Given data:
PR #976, opened 2024-10-22
Moving config from ADS to UI for unverified models

kumar-shivam-ranjan:
This PR is intended to remove dependency of unverified models default config from ADS. 
Currently, the default shapes config for deployment, finetuning and evaluation are hardcoded in ADS. This makes it difficult to make changes ad-hoc with new ADS release. 
This info is needed for unverified models only and can be maintained at client side.
Config that needs to be removed are
- [Deployment config](https://github.com/oracle/accelerated-data-science/blob/main/ads/aqua/config/deployment_config_defaults.json)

The task:
Print the line containing "This PR is intended" and every line after it to the end of the records above, exactly as written, and nothing else.

Answer box:
This PR is intended to remove dependency of unverified models default config from ADS. 
Currently, the default shapes config for deployment, finetuning and evaluation are hardcoded in ADS. This makes it difficult to make changes ad-hoc with new ADS release. 
This info is needed for unverified models only and can be maintained at client side.
Config that needs to be removed are
- [Deployment config](https://github.com/oracle/accelerated-data-science/blob/main/ads/aqua/config/deployment_config_defaults.json)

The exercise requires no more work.